緑茶を飲みながら、フェアは横に居るシンゲンを見た。
「ねぇ、シンゲン…」
「何です?」
「ありがと」
一瞬驚いた顔をしたシンゲンが口を開く前に、
「手伝ってくれたことじゃ、ないわよ」
その言葉を聞いたシンゲンは苦笑した。
「まったく……、ご主人は鋭いですね…」
「うーん、何となく、だけどね」
フェアは笑う。
「心配してくれてありがとう。
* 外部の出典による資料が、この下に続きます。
PR #18, opened 2021-05-11
Remove crypto dependency on secvarctl's generic functions

nick-child-ibm:
This pull request edits the `crypto` functions to not depend on secvarctls `generic` functions. Functions defined in `generic.c` are ease-of-use functions that simplify basic I/O tasks. Previously, functions in `crypto` used these `generic` functions to save some effort. With the recent goal to move these `crypto` functions into skiboot, we must remove this dependency. This PR removes all calls from the crypto functions to the generic functions.

### DIFF
--- a/CMakeLists.txt
+++ b/CMakeLists.txt
@@ -67,8 +67,8 @@ endif(  )
 add_executable( secvarctl ${SRC} )
 
 #no crypto means don't compile the generate command = smaller executable
-option( NO_CRYPTO "Build without crypto functions for smaller executable, some functionality lost" OFF )
-if ( NOT NO_CRYPTO )
+option( CRYPTO_READ_ONLY "Build without crypto write functions for smaller executable, some functionality lost" OFF )
+if ( NOT CRYPTO_READ_ONLY )
   target_compile_definitions( secvarctl PRIVATE  SECVAR_CRYPTO_WRITE_FUNC )
 endif(  )
 
--- a/Makefile
+++ b/Makefile
@@ -35,9 +35,10 @@ else
 	STATICFLAG=
 endif
 
-#use SECVAR_CRYPTO_WRITE_FUNC for smaller executable but limited functionality
-NO_CRYPTO = 0 
-ifeq ($(strip $(NO_CRYPTO)), 0)
+#use CRYPTO_READ_ONLY for smaller executable but limited functionality
+#removes all write functions (secvarctl generate, pem_to_der etc.)
+CRYPTO_READ_ONLY = 0 
+ifeq ($(strip $(CRYPTO_READ_ONLY)), 0)
 	_CFLAGS+=-DSECVAR_CRYPTO_WRITE_FUNC
 endif
 
--- a/README.md
+++ b/README.md
@@ -32,7 +32,7 @@ For any questions regarding secvarctl, feel free to reach out: [Nick Child](nick
  | Build W OpenSSL as cryptolib | `make OPENSSL=1` | `mkdir build && cd build && cmake -DOPENSSL=1 [build options] ../ . && cmake --build .` |
  | Static Build | `STATIC=1` | `-DSTATIC=1`|
  | Reduced Size Build | default | `-DSTRIP=1` |
- | Build Without Crypto Functions | `NO_CRYPTO=1` | `-DNO_CRYPTO=1` |
+ | Build Without Crypto Write Functions | `CRYPTO_READ_ONLY=1` | `-CRYPTO_READ_ONLY=1` |
  | Build W Specific Mbedtls Library | `CFLAGS="-I<path>/include" LDFLAGS="-L<path>/library"` | `-DCUSTOM_MBEDTLS=<path>` |
  | Build for Coverage Tests | `make [options] secvarctl-cov` | `-DCMAKE_BUILD_TYPE=Coverage` |
  | Build W Debug Symbols | `make DEBUG=1` | default |


external/skiboot/libstb/secvar/crypto/crypto-openssl.c
```diff
@@ -667,7 +665,9 @@ int crypto_md_generate_hash(const unsigned char *data, size_t size,
 	if (verbose) {
 		printf("Hash generation successful, %s: ",
 		       OBJ_nid2sn(hashFunct));
-		printHex(*outHash, *outHashSize);
+		for (int i = 0; i < *outHashSize; i++)
+			printf("/%02x", (*outHash)[i]);
```
daxtens, line 669: (I realise that you're copying over your existing behaviour, but...) Wouldn't it be more conventional to use `:` as a separator rather than `/`?

Also, perhaps to avoid the separator preceding the first hash value.
```
printf("%02x", (*outHash)[0]);
for (int i = 1; i < *outHashSize; i++) // (also, does our C spec variant allow loop counters to be declared here?)
    printf(":%02x", ...)
```

external/skiboot/libstb/secvar/crypto/crypto-openssl.c
```diff
@@ -253,39 +253,45 @@ int crypto_pkcs7_generate_w_signature(unsigned char **pkcs7, size_t *pkcs7Size,
...
+			prlog(PR_ERR, "ERROR: failed to open file %s: %s\n",
+			      keyFiles[i], strerror(errno));
 			rc = INVALID_FILE;
 			goto out;
 		}
-		rc = crypto_convert_pem_to_der(
-			crtPEM, crtSizePEM, (unsigned char **)&crt, &crtSize);
-		if (rc) {
+		rc = PEM_read(fp, &unnecessary_name, &unnecessary_hdr, &crt,
+			      (long int *)&crtSize);
```
daxtens, line 285: Hmm, that's a slightly concerning cast. We should probably make crtSize (and keySize) a long and then cast them to the required type - possibly with a test or assert to make sure they're non-negative. Harder to be stuffed around with integer casts than pointer casts, IMO.

external/skiboot/libstb/secvar/crypto/crypto-mbedtls.c
```diff
@@ -14,7 +14,6 @@
 #include "external/extraMbedtls/include/pkcs7.h"
 #include "external/extraMbedtls/include/generate-pkcs7.h"
 #include <mbedtls/platform.h>
-#include "generic.h"
```
daxtens, line 17: Yeah this is a good start. I wonder if we should wait until you have all the parts to get this to compile purely as part of skiboot and then go from there?

daxtens (changes requested):
This is a really good start, I have only minor nits.

I wonder if we should try and bundle together all the changes that are required to get the crypto abstraction layer to compile as part of skiboot, rather than go piecewise into secvarctl? Not wildly fussy though, if you or @erichte-ibm have strong feelings.

nick-child-ibm:
> I wonder if we should try and bundle together all the changes that are required to get the crypto abstraction layer to compile as part of skiboot, rather than go piecewise into secvarctl? Not wildly fussy though, if you or @erichte-ibm have strong feelings.

I think that is a good idea. When I am done getting this crypto stuff to work on SkiBoot, I will just copy it into secvarctl and commit.

external/skiboot/libstb/secvar/crypto/crypto-openssl.c
erichte-ibm: We're not adhering to a particularly restrictive C spec (that I'm aware of), but I would prefer not having initializations inside for-loops.

erichte-ibm:
> > I wonder if we should try and bundle together all the changes that are required to get the crypto abstraction layer to compile as part of skiboot, rather than go piecewise into secvarctl? Not wildly fussy though, if you or @erichte-ibm have strong feelings.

でも、ちょっと疲れてただけだから」
「いやいや、ご無理はいけませんよ。ご主人」
「うん。……でも、鋭いのはシンゲンじゃない?私、普通だったと思うけど?」
それは、とシンゲンは笑う。
その笑顔にフェアはなんとなく嫌な予感がした。
「毎日一緒に居れば解りますよ。それに……」
「そ、それに?」
「妻の細かな変化に気付くのも、夫の務めですから」
「―――っ!バカ!いつ結婚したのよ!」
「あ、すみません。"未来の"を付け忘れました」
「〜〜、もう、知らない!!」
面白そうな顔をして笑っている彼の顔に、ふきんを叩きつけ、フェアは足取り荒く部屋へ引き上げたのだった。
END.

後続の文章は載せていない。